Issue #256, opened 2026-07-24
Visual Editor P1 -- Governed publish path (audit + approvals)


lizhsr:
The compliance keystone. Draft -> review -> approve -> publish with a named-approver, tamper-evident audit trail, running on the existing admin screens. This is the mechanism for CMMC AC.L1-b.1.iv / 800-171 3.1.22 (control of what is posted to public systems) and its audit trail is exportable assessment evidence -- it closes the corresponding POA&M item in the Compliance milestone. Note: governed publishing is table-stakes as a market feature (Drupal/Wagtail ship it in core), so build it as the compliance mechanism, not as the differentiator. Scheduled publishing is the genuinely thin spot worth including.

lizhsr:
Resolved — the fix was included in a merged PR.

lizhsr:
## Live re-verification (ignoring closed state, 2026-08-01)

The compliance keystone itself is genuinely solid — verified live end-to-end twice: draft → submit → reject → still unpublished for anonymous → resubmit → approve (different named approver, step-up re-auth) → published within seconds. Server-side separation-of-duties correctly blocks self-approval even when forced directly. Audit trail is a real SHA-256 hash chain — a full-table self-join found zero broken links across the entire chain.

Two real gaps, though:

1. **`content-editor`-tier users have no working entry point to create a draft at all**, through either surface — filed as [#818](https://github.com/SimisRnD/simis-cms/issues/818) (the `/content-editor` page-layout gate never included this role) plus the already-tracked [#812](https://github.com/SimisRnD/simis-cms/issues/812)/PR #813 (inline overlay Save Draft dispatch bug). Fixing #813 alone isn't enough — #818 is a separate, independent blocker for the same role.
2. **Scheduled publishing was never built.** The issue explicitly called this out as "the genuinely thin spot worth including." Zero code ties any schedule concept to the review/publish workflow — approval always publishes immediately. Every PR in the P1 series (#285–#291) listed this as not done, and nothing shipped after. Not filing a new issue for this since it's already this issue's own stated scope; flagging that it's still open work despite the issue being closed. Recommend reopening or filing a dedicated follow-up if it's still wanted.

No dedicated review queue exists either (reviewers rely on the dashboard's "Drafts Awaiting Review" tile → unfiltered `/admin/content-list`) — noting as a minor UX gap, not blocking.

PR #287, opened 2026-07-25
Visual Editor P1: governed-publish workflow + gate (opt-in, strict when on)

lizhsr:
Third slice of **Visual Editor P1** (#256) — the review workflow wired into the content actions, and the publish gate. Implements the rollout we agreed: **opt-in (default off), strict when on, switch-audited, site-wide.**

> #285 and #286 have merged; rebased onto `main` — the diff is the governed-publish commit alone.

## What this lands

- **The gate logic** — `ContentReviewCommand.mayPublish(content, reviewRequired)`. Off → publish directly, as always (backward compatible). On → **only an approved draft may go live, no bypass**. Pure and unit-tested.
- **The switch** — a `content.review.required` site property (default `false`), seeded + migrated. Existing deployments are **unchanged** until an ISSM enables it — a conscious, auditable governance decision, which is the stronger AC.L1-b.1.iv evidence (the org chose to govern, on a date, in the record).
- **The actions** — `performWebAction` gains **submit / approve / reject**, each recording an append-only audit event (`content.submit` / `.approve` / `.reject`). Publish now honors the gate. **`approve` enforces separation of duties** (the approver can't be the submitter) and, on success, promotes the draft to live with the **named approver + release authority** captured in the tamper-evident audit trail. A blocked publish records a `FAILURE` event.

## Safety

With the setting **off (the default), behavior is identical to today** — a content-manager publishes directly. Nothing changes on any existing deployment until governed publishing is deliberately turned on.

## ⚠️ Sequencing note

The actions are URL-triggered today (`?action=submitForReview|approve|reject`), like the existing publish/delete. The **admin-screen buttons + the release-authority field are the immediate next slice** — so the setting should stay off in production until that UI lands, or an operator would have the gate on with no button to submit/approve through.

## Tests

`ContentReviewCommandTest` is now 10 (adds the gate open-when-off / closed-until-approved-when-on cases); `ContentRepositoryTest` round-trips the workflow state. Clean `ant compile`. The action handlers are presentation glue in the established `publishContent`/`deleteContent` style; the compliance logic they call (SoD, the gate) is the tested part.

## Rest of P1

The admin-screen UI (submit/approve/reject buttons + release-authority field + a review queue), and scheduled publish/unpublish.

### DIFF
--- a/src/main/java/com/simisinc/platform/application/cms/ContentHtmlCommand.java
+++ b/src/main/java/com/simisinc/platform/application/cms/ContentHtmlCommand.java
@@ -23,6 +23,8 @@ import org.apache.commons.lang3.StringUtils;
 import org.apache.commons.logging.Log;
 import org.apache.commons.logging.LogFactory;
 
+import com.simisinc.platform.application.DataException;
+import com.simisinc.platform.application.admin.LoadSitePropertyCommand;
 import com.simisinc.platform.domain.model.cms.Blog;
 import com.simisinc.platform.domain.model.cms.BlogPost;
 import com.simisinc.platform.domain.model.cms.Content;
@@ -414,10 +416,18 @@ public class ContentHtmlCommand {
       return context;
     }
 
-    // Determine the action
+    // Determine the action. Governed publishing (Project #6, Phase 1) adds the review workflow; the
+    // gate is enforced only when the site has opted in via content.review.required.
     String action = context.getParameter("action");
+    boolean reviewRequired = LoadSitePropertyCommand.loadByNameAsBoolean("content.review.required");
     if ("publish".equals(action)) {
-      return publishContent(context, content);
+      return publishContent(context, content, reviewRequired);
+    } else if ("submitForReview".equals(action)) {
+      return submitForReview(context, content);
+    } else if ("approve".equals(action)) {
+      return approveContent(context, content);
+    } else if ("reject".equals(action)) {
+      return rejectContent(context, content);
     } else if ("deleteContent".equals(action)) {
       return deleteContent(context, content);
     }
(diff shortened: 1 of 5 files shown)


lizhsr:
⚠️ **Merge note:** while building the review UI I found that this gate did not cover the editor form's save path — `ContentEditorWidget` publishes by default through `SaveContentCommand.saveSafeContent`, which never consulted `content.review.required`. So with governed publishing on, Save / Publish Immediately would still write straight to the live page, bypassing submit → approve.

**#290 closes that hole** (enforced at the save chokepoint, all three publish paths now gated). This PR and #290 should land together — merging this one alone would ship a gate with a known bypass. No deployment is at risk either way, since the setting is off by default.

lizhsr:
## Merge order for the P1 stack (all green)

These five build on each other. Merging in this order keeps every intermediate state correct — each rebases cleanly as its parent lands, and I'll re-verify after each merge.

| # | PR | Why it goes here |
|---|---|---|
| 1 | **#288** — P0 permission sweep | Independent of this stack; completes P0. Can merge any time. |
| 2 | **#287** — governed-publish workflow + gate | The base. **Do not merge alone** — see #290. |
| 3 | **#289** — review affordances (submit/approve/reject UI) | Makes the workflow usable; without it the gate has no buttons. |
| 4 | **#290** — 🔒 closes the direct-publish bypass | **Must land with #287.** The gate in #287 covers the publish *action* but not the editor's *save* path; alone, #287 ships a gate an editor can walk around. |
| 5 | **#291** — release-authority input | Completes the "cleared per case…" evidence field the scoping study names. |

**Nothing is at risk in the meantime:** `content.review.required` defaults to **false**, so with the setting off every path behaves exactly as it does today. The bypass only mattered for a site that turned governed publishing on — which is why the setting should stay off until #289–#291 are in.

After all five: submit → approve (by someone other than the submitter, with recorded authority) → publish, with every publish path gated and every transition in the append-only audit trail. That is the AC.L1-b.1.iv mechanism, demonstrable end to end.

SimiCake (approved):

________

WORK REQUEST >> Whenever a line above contains "logging", copy that line.

RESPONSE TO THE EXERCISE >>
 import org.apache.commons.logging.Log;
 import org.apache.commons.logging.LogFactory;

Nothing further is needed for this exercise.